_Work required_
The count of lines with the string "build" in the material is all that should be returned.
·····
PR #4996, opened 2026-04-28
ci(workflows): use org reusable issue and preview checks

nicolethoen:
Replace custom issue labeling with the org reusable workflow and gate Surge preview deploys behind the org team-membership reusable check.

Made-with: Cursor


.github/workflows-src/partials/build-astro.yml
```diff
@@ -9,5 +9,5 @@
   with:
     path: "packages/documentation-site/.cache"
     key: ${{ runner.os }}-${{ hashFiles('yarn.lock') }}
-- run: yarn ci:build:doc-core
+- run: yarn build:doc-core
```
·····
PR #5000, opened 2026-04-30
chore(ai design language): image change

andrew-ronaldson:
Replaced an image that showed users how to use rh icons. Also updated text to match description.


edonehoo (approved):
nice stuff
·····
_Solution_
3